» Task goal: Take the data below and filter it for lines containing the word "removing"; show each line found.

Collected data:
PR #2948, opened 2017-11-19
Update Noto to Phase III

### LINKED ISSUE #2908: Update code for UI fonts vs normal fonts
For some scripts, Noto Sans offers both, a _UI_ and a _normal_ font. For the other scripts, it offers only the _normal_ font.

Apparently now there will be no more UI version of the Noto base font (latin script…): https://github.com/googlei18n/noto-fonts/pull/985

In a nutshell:
- “Noto Sans UI” was always the same thing (same file with another name) as “Noto Sans”. (We suspected that yet…)
- “Noto Sans UI” won’t be part of the release any-more
- The other UI fonts (mostly for Asian scripts) will continue to exist and maintained

We should therefore replace “Noto Sans UI” by “Noto Sans” in our style.

Looking at our current font list, for the non-latin scripts we have for some scripts the UI font _and_ the normal font as fallback. For other scripts, we have the UI font only. Maybe we could use the same policy for all scripts.

cc @pnorman

sommerluk:
Update Noto to next version “Phase III”

What this PR does:
- Currently we use the UI version only (!) for the base font. Apparently the UI version was identical with the non-UI version, and will not be part of Phase III. So we should be prepared and switch the base font to the non-UI version. Resolves #2908 
- The current font release provides now some more scripts as bold face. These have been added. (Cherokee, Symbols)
- The current font release provides now some more new scripts. These have been added [except Anatolian Hyroglyphs because this is a historic script]. (Adlam, Adlam unjoined, Osage, Symbols2)
- The current font release provides now some more scripts as UI version. These have been added. (Sinhala)
- Where a UI version is available, the non-UI version is now _always_ in the list as fallback. Previously, for some UI-fonts we had the non-UI-fallback, for others not. Now it’s the same thing for all.

Of course there will be warning messages when some of these fonts are not installed – for example on Ubuntu 16.4. On the other hand, this PR makes openstreetmap-carto less depend on a specific font version (and indirectly OS version)…

### DIFF
--- a/INSTALL.md
+++ b/INSTALL.md
@@ -63,15 +63,15 @@ Unifont is used as a last resort fallback, with it's excellent coverage, common 
 
 ### Installation on Ubuntu/Debian
 
-On Ubuntu 16.04 or Debian Testing you can download and install the required fonts except Noto Emoji Regular and Noto Sans Arabic UI Regular/Bold with
+On Ubuntu 16.04 or Debian Testing you can download and install most of the required fonts
 
 ```
 sudo apt-get install fonts-noto-cjk fonts-noto-hinted fonts-noto-unhinted fonts-hanazono ttf-unifont
 ```
 
-Noto Emoji Regular can be downloaded [from the Noto Emoji repository](https://github.com/googlei18n/noto-emoji). Noto Sans Arabic UI Regular/Bold can be downloaded [from the Noto repository](https://github.com/googlei18n/noto-fonts).
+Noto Emoji Regular can be downloaded [from the Noto Emoji repository](https://github.com/googlei18n/noto-emoji).
 
-It might be useful to have a more recent version of the fonts for [rare non-latin scripts](#non-latin-scripts). This can be installed [from source](https://github.com/googlei18n/noto-fonts/blob/master/FAQ.md#where-are-the-fonts).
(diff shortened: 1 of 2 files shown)


math1985:
This is really hard to review for me, are there potential downsides to this?

sommerluk:
The downside would be – as described – the warning message for every font that isn’t installed. (Currently, on Ubuntu 16.4 with the recommanded packages, we get warnings only for Unifont vs. unifont, see #429, and Noto Emoji). I suppose performance for the new font styles does not make a big difference.

Our well-known costumer openstreetmap.org will probably not upgrade its font installation until Ubuntu 18.4.1 is released, so this will not have any visual effect at openstreetmap.org inmediatly anyway.

I’m not sure about having always a double entry for UI _and_ non-UI version… It’s not really nice. An alternative might also be removing all the non-UI duplicates (maybe except Sinhala, because otherwise this would break Sinhala rendering for Ubuntu 16.4).

kocio-pl:
> I’m not sure about having always a double entry for UI and non-UI version… It’s not really nice. An alternative might also be removing all the non-UI duplicates (maybe except Sinhala, because otherwise this would break Sinhala rendering for Ubuntu 16.4).

If that's not needed it's always better if code is more compact.

If that's only about warnings, I'm generally positive about this change.

kocio-pl:
What do you want to do with duplicates? Do you plan to update this code?

sommerluk:
Yes, I’ll do that. (I’m just quite busy currently…)

Lukas Sommer

2017-12-03 8:01 GMT+00:00 kocio-pl <notifications@github.com>:

sommerluk:
Finally updated and rebased. Ready.

kocio-pl:
Basic testing shows that rendering still works, thanks!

» Reply:
I’m not sure about having always a double entry for UI _and_ non-UI version… It’s not really nice. An alternative might also be removing all the non-UI duplicates (maybe except Sinhala, because otherwise this would break Sinhala rendering for Ubuntu 16.4).
> I’m not sure about having always a double entry for UI and non-UI version… It’s not really nice. An alternative might also be removing all the non-UI duplicates (maybe except Sinhala, because otherwise this would break Sinhala rendering for Ubuntu 16.4).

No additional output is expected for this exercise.